Due to its energy potential and carbon neutrality, biomass is one of the most promising solid fuels categorized as a renewable energy source. The by-product of biomass combustion and co-combustion—ash—can be effectively used to improve the efficiency and quality of the gasification process, which is an alternative to the existing ash disposal methods. This paper demonstrates the potential of biomass ash as natural catalysts for solid fuel gasification technologies. The catalytic potential of biomass ash can significantly contribute to overcoming the main limitations associated with the commercialisation of catalytic gasification of solid fuels. Based on an analysis of the physicochemical properties of biomass ash as well as the results of research on the catalytic gasification of solid fuels, biomass ash can be classified as a highly attractive process-supporting material. The addition of ash catalysts affects the gasification process by improving reactivity, gas quality and process kinetics. During the conducted studies, an increase in the maximum conversion degrees and a reduction in the gasification reaction time were observed, as well as a reduction in process temperature and an improvement in parameter values, i.e., reactivity indices and fractional conversion times. An increase in the yield of gaseous products, in particular H₂ and CO, has been shown, which proves the catalytic effect of biomass ash during the conversion and the water–gas shift reactions. There is also an improvement in the constant rate of the gasification reaction and a positive change in kinetic parameter values that has been noted.
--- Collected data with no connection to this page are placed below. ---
PR #42530, opened 2015-08-06
x264: r2555 in stable and r2579 in devel

henry0312:


DomT4:
Looks like `ffmbc`, `ffmpeg` and `libav` all need their revisions bumped here.

henry0312:
Sorry, I don't understand what you mean...

DomT4:
The new versions here cause compatibility failures on several formulae that depend on `x264`. So user's installations don't break we force updates of the other tools at the same time. In the case of `ffmbc` you'd do this:

`brew edit ffmbc`
```diff
  homepage "https://code.google.com/p/ffmbc/"
  url "https://drive.google.com/uc?export=download&id=0B0jxxycBojSwTEgtbjRZMXBJREU"
  version "0.7.2"
  sha256 "caaae2570c747077142db34ce33262af0b6d0a505ffbed5c4bdebce685d72e42"
+ revision 1
```

Then commit the change with `git add -A && git commit -m "ffmbc: revision for x264 update"`

And then repeat the steps for `ffmpeg` and `libav`.

henry0312:
Thank you for your description. I see.
I'll do after my job.

henry0312:
Updated.
Thank you.

Library/Formula/ffmpeg.rb
```diff
@@ -4,9 +4,9 @@ class Ffmpeg < Formula
   url "https://ffmpeg.org/releases/ffmpeg-2.7.2.tar.bz2"
   sha256 "7ceb7550ad628c526fa6c9ff23fdfb687a62f54d90c4a730998d8c2b417b9ef2"
   head "https://github.com/FFmpeg/FFmpeg.git"
+  revision 2
```
DomT4: This should be `revision 1`. The bottle `revision` and the formula `revision` serve different purposes and bottle revisions don't impact formula revisions.

Library/Formula/ffmpeg.rb
```diff
@@ -4,9 +4,9 @@ class Ffmpeg < Formula
...
 
   bottle do
-    revision 1
```
DomT4: Likewise, it's perfectly safe to ignore the `revision` inside of `bottle do` blocks per the above.

henry0312:
updated!

mikemcquaid:

For future reference the preferred commit message format for simple version updates is `x264 r2555, r2579 (devel)`.

PR #42532, opened 2015-08-06
subversion 1.9.0

nijikon:


DomT4:
Looks like `mesos` might need a revision.

nijikon:
@DomT4 how does the test bot know to test mesos? I would run this locally if I would know how :)

DomT4:
It will test anything that has a `depends_on "subversion"` line & has a `test do` block defined in this case.

The only way to reproduce that behaviour locally is to do something like `git checkout /my/pr/branch && brew test-bot --skip-setup subversion` AFAIK.

nijikon:
@DomT4 sweet, will build everything with this from now on.

DomT4:
Just be wary that it'll dump bottle files in whatever directory you call it from. I usually switch to `~/Downloads` or even `/tmp` before running any `brew test-bot` commands just to avoid spamming up `/usr/local`.

nijikon:
Could we do everything but not store the file when ```HOMEBREW_DEVELOPER=1```?

DomT4:
Sadly in many cases, people who have `HOMEBREW_DEVELOPER=1` set do actually want the bottle to be generated. You could pass `brew test-bot --skip-setup --no-bottle` thinking about it, that should work.

mikemcquaid:
> It will test anything that has a depends_on "subversion" line & has a test do block defined in this case.

And a bottle, just FYI

brainy:
This change is broken wrt requiring non-system APR because that makes the build mod_dav_svn and mod_authz_svn incompatible with the system httpd.

nijikon:
@brainy does it build for you with the system httpd?

brainy:
Absolutely does, but whoever updates the formula really should read the change logs. The pull request I sent for 1.9.0 does it right. As a Subversion developer I should know, right? :)

https://github.com/Homebrew/homebrew/pull/42697

nijikon:
@brainy I can see that you added, ```--enable-broken-httpd-auth``` that is why it did not build for me. I will bring it back.

brainy:
Ack, the system httpd does not have the fixes released in apache-2.4.16

nijikon:
@brainy thanks for all the feedback! If there is anything wrong with it still, feel free to comment :)

nijikon:
@DomT4 done, please verify :)

DomT4:
> The pull request I sent for 1.9.0 does it right. As a Subversion developer I should know, right? :)

Sometimes "I work on the upstream project and this is a bug that needs fixing" is helpful information to include in your PR :wink:.

> Ack, the system httpd does not have the fixes released in apache-2.4.16

OS X 10.10.5 does:

```
Server version: Apache/2.4.16 (Unix)
Server built:   Jul 22 2015 21:07:41
```

I'll probably make note of that in the formula on pull so we can cap the line to <10.10 in future.

Library/Formula/subversion.rb
```diff
@@ -100,7 +96,7 @@ def install
                 CFLAGS=#{ENV.cflags} LINKFLAGS=#{ENV.ldflags}
                 OPENSSL=#{Formula["openssl"].opt_prefix}]
 
-      unless MacOS::CLT.installed?
+      if build.with?("apr") || !MacOS::CLT.installed?
```
DomT4: This will never get triggered on systems without the CLT installed. I killed off my own CLT and:

```
scons: Reading SConscript files ...
/bin/sh: /usr/local/opt/apr: No such file or directory
OSError: '/usr/local/opt/apr --cflags --cppflags --ldflags --includes --link-ld --libs' exited 127:
  File "/private/tmp/subversion--serf20150810-80964-6wliba/serf-1.3.8/SConstruct", line 341:
    env.ParseConfig('$APR --cflags --cppflags --ldflags --includes'
  File "/usr/local/Cellar/scons/2.3.6/libexec/scons-local/SCons/Environment.py", line 1582:
    return function(self, self.backtick(command))
  File "/usr/local/Cellar/scons/2.3.6/libexec/scons-local/SCons/Environment.py", line 597:
    raise OSError("'%s' exited %d" % (command, status))
```

The current dependency resolution works because it knows when to enforce the fallback, and that happens by default. For users to get that behaviour now they'd have to pass `brew install svn --with-apr` which isn't intuitive when that hasn't never been our default behaviour.

We need to keep the `depends_on :apr => :build` line and make it work with the newly necessary flag.

nijikon:
@DomT4 Done, please verify :)

Library/Formula/subversion.rb
```diff
@@ -30,11 +24,12 @@ class Subversion < Formula
 
   resource "serf" do
     url "https://serf.googlecode.com/svn/src_releases/serf-1.3.8.tar.bz2", :using => :curl
+    mirror "https://fossies.org/linux/www/serf-1.3.8.tar.bz2"
     sha256 "e0500be065dbbce490449837bb2ab624e46d64fc0b090474d9acaa87c82b2590"
   end
 
   depends_on "pkg-config" => :build
-  depends_on :apr => :build
+  depends_on "apr" => :build
```
DomT4: This will do the opposite and *always* enforce Homebrew's `apr` :wink:. I don't think that's the worst thing in the world personally, but we try hard to avoid unnecessary system dupes and this would be one.

nijikon:
@DomT4 Hope this is final ;)

Library/Formula/subversion.rb
```diff
@@ -156,6 +151,8 @@ def install
     if MacOS::CLT.installed?
       args << "--with-apr=/usr"
       args << "--with-apr-util=/usr"
+      # Ignore authz API bug in system httpd (fixed in httpd 2.4.16)
+      args << "--enable-broken-httpd-auth" if MacOS.version < :el_capitan
```
DomT4: One last thing: Does this need fixing for Homebrew's `apr` and `apr-util` as well?

nijikon: You are right, no.

Library/Formula/subversion.rb
```diff
@@ -156,6 +151,8 @@ def install
     if MacOS::CLT.installed?
       args << "--with-apr=/usr"
       args << "--with-apr-util=/usr"
+      # Ignore authz API bug in system httpd (fixed in httpd 2.4.16)
+      args << "--enable-broken-httpd-auth" if !MacOS::CLT.installed? && MacOS.version < :el_capitan
```
DomT4: `!MacOS::CLT.installed?` will never be fulfilled inside a `if MacOS::CLT.installed?` block. I think the previous version of this line was fine - My question earlier was whether or not we needed to apply the fix to the `Formula["apr"]` usage as well in the block below, rather than just when the system `apr` was used. Apologies if that was unclear.

Library/Formula/subversion.rb
```diff
@@ -277,23 +274,23 @@ def caveats
 index 445251b..6ff4332 100755
 --- a/configure
 +++ b/configure
-@@ -25366,6 +25366,8 @@ fi
+@@ -26127,6 +26127,8 @@ fi
  SWIG_CPPFLAGS="$CPPFLAGS"
-
```
DomT4: Careful of the whitespacing changes here.

Library/Formula/subversion.rb
nijikon: Should have not touch this yesterday, was too tired. This line is not needed with brew ```apr```, it compiles without issues. @brainy am I correct on this?

Library/Formula/subversion.rb
nijikon: Magic vim command ;)

nijikon:
@DomT4 Are we done with this?

DomT4:
Was just waiting to see if @brainy confirmed the Homebrewed Apr didn't face the same problem. Will merge it soon otherwise.

nijikon:
Ok, let's wait :)

Library/Formula/subversion.rb
DomT4: I'm likely to sit on this for a few days. Apple have just released updates to Yosemite & Mavericks which remove the need to pass `--enable-broken-httpd-auth`, which means we could limit it to Mountain Lion and below which is nicer. Have asked the other maintainers if anyone objects.

brainy:
So, my 10.10 ships with httpd-2.4.9, not 2.4.16. I've never built Subversion on OSX with anything but the stock APR and HTTPD; it would be, IMO, a very bad idea to *require* Homebrewed versions of these packages.

DomT4:
We're not requiring them. Update to 10.10.5 - It has the httpd fix.

DomT4:
My reluctance to leave the workaround in for Yosemite & Mavericks is that Apple has pushed updates to fix the security flaws on those platforms & I don't love the idea of facilitating users ignoring security holes. Either way, there's no serious discussion about forcing a Homebrew Apr usage.

brainy:
I agree that leaving in security holes is bad. My best suggestion in this case is that, if we're building on a platform without the httpd security fix, just don't build mod_dav_svn and mod_authz_svn by default (i.e., pass --without-apxs to configure) and perhaps add an option for the user to explicitly request building these modules with httpd < 2.4.16.

brainy:
Unless we're using brewed APR/httpd of course

brainy:
FWIW: The --enable-broken-httpd-auth line is only applicable to httpd >= 2.4.0 and < 2.4.16; 2.2.x isn't affected (this includes osx 10.9 and older)

DomT4:
We're likely to sit on this for a week, and then merge it afterwards without the `--enable-broken-httpd-auth` line added. If people haven't updated their OS X versions on 10.9 & 10.10 to handle the security problem in that time, that's on them essentially. Facilitating people ignoring security updates now there are those updates available isn't something Homebrew should be doing.

mikemcquaid:
> We're likely to sit on this for a week, and then merge it afterwards without the --enable-broken-httpd-auth line added. If people haven't updated their OS X versions on 10.9 & 10.10 to handle the security problem in that time, that's on them essentially. Facilitating people ignoring security updates now there are those updates available isn't something Homebrew should be doing.
>  Show all checks

:+1:

brainy:
So, 10.10.5 does have httpd-2.4.16, but the headers aren't updated even with the newest CLT: ap_release.h still says 2.4.10.

brainy:
Apple acknowledged the header-version bug today. The fix is already in 10.11 beta; i expect they'll release a fix for 10.10 soon.

nijikon:
:heart:

markphip:
Where does this stand?  SVN 1.9.1 has been out for a while and 1.8.13 is still the newest package available.  Are we still waiting for Apple fixes for httpd or something?

DomT4:
There doesn't seem to be an upcoming Yosemite release with any huge urgency. We're stuck between a rock and a hard place on moving forwards on this at the moment.

brainy:
I suggest that the Subversion formula should be changed to only build the client by default and require an explicit option to build the server-side bits. If the user requires the server bits (specifically: mod_authz_svn), we can then issue a warning if we detect a version of httpd that has the known security issue.

I'm prepared to make the necessary modifications for this, but would like to start essentially from scratch. The version detection is already present in Subversion's configure scripts, but would have to be duplicated in the formula. It's not all that hard, really.

Unfortunately, as I mentioned elsewhere, this particular issue can't be detected in httpd at run-time because it depends on the presence of a new module API.

markphip:
1.8.13 has the security problem too, so why couldn't we still release an up-to-date version that continues to allow the security problem?  Although, I would also be in favor of focusing the package on the client and making the Apache modules an explicit option.  It seems counter-productive to hold up releasing the client over this issue.  FWIW, this is a somewhat BS security issue anyway in that it is confined to a specific Apache configuration scenario and something that someone that tests their configuration could see themselves.    Point being, I'd rather release with the "broken" module then not at all.

DomT4:
There's an Xcode/CLT update out now (A few hours ago, even) that alleges to fix the problem for 10.10 and 10.11, which should bring an end to this saga relatively soon.

brainy:
The saga won't end so soon. The Xcode 7 CLT contain a totally broken Ruby framework with missing header files; so, installing Subversion --with-ruby will not work.

markphip:
Will someone with a brand new Mac installing Subversion --with-ruby work regardless?  I do not see how 1.8.13 would work either.

markphip:
If the formula is not going to get updated due to these problems, can the "devel" version at least get updated to 1.9.1?  It seems like it is still 1.9.0-rc3.

DomT4:
> installing Subversion --with-ruby will not work.

Can you provide an example of the breakage? Potentially worth noting is that the Ruby bindings trigger `:std` env which uses whatever Ruby happens to be the first in your `$PATH`.

brainy:
The Ruby framework in CLT 7.0 is incomplete; some headers are missing. This is what I reported to Apple and what happens during Subversion's configure:
```
xcrun clang -o conftest -I/System/Library/Frameworks/Ruby.framework/Versions/2.0/usr/include/ruby-2.0.0/universal-darwin15 -I/System/Library/Frameworks/Ruby.framework/Versions/2.0/usr/include/ruby-2.0.0/ruby/backward -I/System/Library/Frameworks/Ruby.framework/Versions/2.0/usr/include/ruby-2.0.0 -I. -D_XOPEN_SOURCE -D_DARWIN_C_SOURCE -D_DARWIN_UNLIMITED_SELECT -D_REENTRANT    -g -Os -pipe -DHAVE_GCC_SYNC_BUILTINS conftest.c  -L. -L/System/Library/Frameworks/Ruby.framework/Versions/2.0/usr/lib -L. -L/usr/local/lib   -arch i386 -arch x86_64   -lruby.2.0.0  -lpthread -ldl -lobjc
In file included from conftest.c:1:
In file included from /System/Library/Frameworks/Ruby.framework/Versions/2.0/usr/include/ruby-2.0.0/ruby.h:33:
/System/Library/Frameworks/Ruby.framework/Versions/2.0/usr/include/ruby-2.0.0/ruby/ruby.h:24:10: fatal error: 'ruby/config.h' file not found
#include "ruby/config.h"
         ^
```

brainy:
As to "whatever Ruby happens to be in your `$PATH`" ... it's either the OS default Ruby framework, or we should make the Subversion formula depend on Homebrew's version. I'm not too thrilled by the second option.

bfontaine:

n054:
I can not run this continuous unless I have a way to find the file. When I get to the Formula file it only shows a few files. I didn't find this one. I'll look again.

PR #42539, opened 2015-08-06
make path instead of symlink for lib/R

tdsmith:
Moves us towards being able to support formulae that install R bindings,
like nonpareil in homebrew-science.

Some discussion in Homebrew/homebrew-science#2559.


mikemcquaid:
:+1:

PR #42540, opened 2015-08-06
Update rubocop

xu-cheng:
cc @mikemcquaid

### DIFF
--- a/Library/Homebrew/test/test_inreplace.rb
+++ b/Library/Homebrew/test/test_inreplace.rb
@@ -85,7 +85,7 @@ class InreplaceTest < Homebrew::TestCase
     s.sub!("f", "b")
     assert_equal "boo", s
 
-    s.gsub!("o", "e")
+    s.tr!("o", "e")
     assert_equal "bee", s
   end
 
@@ -99,7 +99,7 @@ class InreplaceTest < Homebrew::TestCase
     end
 
     assert_raises(Utils::InreplaceError) do
-      inreplace("test") { |s| s.gsub! "d", "f" }
+      inreplace("test") { |s| s.tr!("d", "f") }
     end
 
     assert_raises(Utils::InreplaceError) do
--- a/Library/Homebrew/test/test_inreplace.rb
+++ b/Library/Homebrew/test/test_inreplace.rb
@@ -85,7 +85,8 @@ class InreplaceTest < Homebrew::TestCase
     s.sub!("f", "b")
     assert_equal "boo", s
 
-    s.tr!("o", "e")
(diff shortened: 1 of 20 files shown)


Library/Homebrew/test/test_inreplace.rb
```diff
@@ -85,7 +85,7 @@ def test_sub_gsub
     s.sub!("f", "b")
     assert_equal "boo", s
 
-    s.gsub!("o", "e")
+    s.gsub!("o", "e") # rubocop:disable Performance/StringReplacement
```
mikemcquaid: Why the ignore here?

Library/Homebrew/test/test_inreplace.rb
```diff
@@ -99,7 +99,7 @@ def test_inreplace_errors
     end
 
     assert_raises(Utils::InreplaceError) do
-      inreplace("test") { |s| s.gsub! "d", "f" }
+      inreplace("test") { |s| s.gsub!("d", "f") } # rubocop:disable Performance/StringReplacement
```
mikemcquaid: and here

Library/.rubocop.yml
```diff
@@ -2,6 +2,7 @@ AllCops:
   Exclude:
     - 'Homebrew/vendor/**/*'
     - 'Homebrew/test/vendor/**/*'
+    - 'Homebrew/compat/**/*'
```
mikemcquaid: Maybe we should fix these up anyway?

Library/Homebrew/test/test_inreplace.rb
xu-cheng: Because under current context we are testing the method of `String#gsub!`, while rubocop will try to replace it to `tr!`.

Library/.rubocop.yml
xu-cheng: I add this to ignore below warning:
```
== Library/Homebrew/compat/hardware.rb ==
C:  3:  9: Rename is_32_bit? to 32_bit?.
C:  7:  9: Rename is_64_bit? to 64_bit?.
```

mikemcquaid: Ok. Can we ignore the specific rule and add a comment explaining why instead, maybe?

Library/Homebrew/test/test_inreplace.rb
mikemcquaid: Would be good to add a comment to explain that in more detail :+1:

xu-cheng:
Updated.

mikemcquaid:
:+1: :shipit:

PR #44592, opened 2015-10-04
Nomad 0.1.0 (new formula)

amochtar:


Library/Formula/nomad.rb
```diff
@@ -0,0 +1,54 @@
...
+  homepage "https://www.nomadproject.io"
+  url "https://github.com/hashicorp/nomad.git",
+    :tag => "v0.1.0",
+    :revision => "520763c0715ee88b6571db840e62fab186d7fe59"
+
+  head "https://github.com/hashicorp/nomad.git"
+
+  depends_on "go" => :build
+
+  # explicit install of shirou/gopsutil/cpu to work around error message:
```
dunn: This comment should be above the installation on line 32, right?

amochtar: Yes, that makes sense :)

dunn:
Thank you for contributing! Merged in 0b9278be0f9842fd91f6f7442c3ba90cee4890cd.

PR #44593, opened 2015-10-04
unshield 1.3

bfontaine:
I can’t find a sample `cab` file to test the functionality.

### DIFF
--- a/Library/Formula/unshield.rb
+++ b/Library/Formula/unshield.rb
@@ -1,18 +1,18 @@
 class Unshield < Formula
   desc "Extract files from InstallShield cabinet files"
   homepage "https://github.com/twogood/unshield"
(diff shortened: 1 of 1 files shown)


DomT4:
There's openssl linkage, apparently `¯\_(ツ)_/¯`

bfontaine:
Right, thanks @DomT4 :smile:

DomT4:
Slightly frustratingly the only thing they're using OpenSSL for is to do MD5 hashing. They have an internal function available for this, but apparently you only get to activate that if OpenSSL isn't available along the `$PATH` (Hence the El Cap pass on the last build).

This is the sort of thing in an ideal world people would have moved over to CommonCrypto on OS X for by now :cry:.

PR #44596, opened 2015-10-04
liblinear 2.10

bfontaine:
I’m not sure which version we should use here. Upstream’s website use `2.1` and their Git tag is `210`; The previous version was `2.01` with a `201` tag. We parse both `2.01` and `2.1` as a 2.1 version; I used `2.10` as a compromise between the website version and the tag.

### DIFF
--- a/Library/Formula/liblinear.rb
+++ b/Library/Formula/liblinear.rb
@@ -1,8 +1,9 @@
 class Liblinear < Formula
   desc "Library for large linear classification"
   homepage "https://www.csie.ntu.edu.tw/~cjlin/liblinear/"
-  url "https://www.csie.ntu.edu.tw/~cjlin/liblinear/oldfiles/liblinear-2.01.tar.gz"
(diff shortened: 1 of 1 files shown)


bfontaine:
cc @DomT4 or @xu-cheng for a thought on the version thing.

DomT4:
Was the only issue with the `version` on `2.1` that it didn't mesh with the git tag or were there other issues?

bfontaine:
@DomT4 The previous version was `2.01`, which we parse the same as `2.1`. If we remove the `version` here users won’t get an upgraded formula. Maybe a `revision 1` is the solution here?

DomT4:
@bfontaine Thanks. We really need to look at our version detection at some point :confused:.

`revision 1` seems to get the outdated flag locally so that would work with the new URL and no explicit version, but I'm fine if you want to specify a manual one here as well. Both solutions are about as good as each other.

bfontaine:
Thanks @DomT4. Both are not perfect solutions but I think the explicit `2.10` version might be better for the future so this is what I pulled.

PR #44612, opened 2015-10-05
freeimage: patches for gcc 5.0

davydden:


DomT4:
We'd want to make that patch an external patch rather than an inline one. Way too much chance a patch of that size breaks somewhere. Has this been submitted upstream?

davydden:
just submitted it upstream https://sourceforge.net/p/freeimage/patches/110/

davydden:
The author replied that he fixed it, but i guess until the next `freeimage` release we won't have it (i do not see any public git repo for freeimage and i don't know how to get the patch our ot CVS of SourceForge: http://freeimage.cvs.sourceforge.net/viewvc/freeimage/FreeImage/Source/LibWebP/).

davydden:
@DomT4 i would suggest merge this until the next release. If you don't want to have the patch inline I can put it in a gist. Let me know.

DomT4:
Yeah, we'd probably want the patch submitted to https://github.com/Homebrew/patches and then that used instead of the inline one.

davydden:
i will update the link when/if the PR to `patches` is merged...

davydden:
@DomT4 it's good to merge.

Library/Formula/freeimage.rb
```diff
@@ -26,6 +26,13 @@ class Freeimage < Formula
 
   patch :DATA
 
+  # fix GCC 5.0
+  patch do
+    url "https://raw.githubusercontent.com/Homebrew/patches/master/freeimage/gcc5.diff"
```
DomT4: Can you use a commit reference here in case we ever delete the patch from master or something? Thanks.

davydden: you mean this `https://raw.githubusercontent.com/Homebrew/patches/f2b4fb191277d6124450c06a7664e9b24c91ffae/freeimage/gcc5.diff` ?

DomT4: You don't need to use the full SHA1, git will accept 7/8 digits of that just fine. Otherwise :+1:.

DomT4:
Merged in https://github.com/Homebrew/homebrew/commit/e0db996a891ece32e95a0628b5a6b84099b723bd. Thank you for your contribution to Homebrew @davydden!

PR #44614, opened 2015-10-05
(formula) dockutil: no plistlib needed because it is integrated in python

Fab1n:
dockutil is not installable because the URL in "resource" is not available. plistlib is now integrated in python as far as I know and so it should not be needed as dependency. 
I don't know what happens, if a user uses an older version of OSX or Python. 
How should this be handled within homebrew formulas?


DomT4:
Fixed by https://github.com/Homebrew/homebrew/commit/d93b57e2acd645b67cbe7ae2dfddf73b02494e41. Thanks for the submission though! :heart:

The benefits of using biomass ash in gasification technology seem to outweigh the disadvantages presented. The implementation of this solution requires further studies related to the search for new biomass ashes, verification of physicochemical properties and catalytic activity, as well as the development of a feeding system. At the same time, solutions should be sought to limit the disadvantages of catalysts based on biomass ash, i.e., primarily their deactivation and the presence of hazardous elements.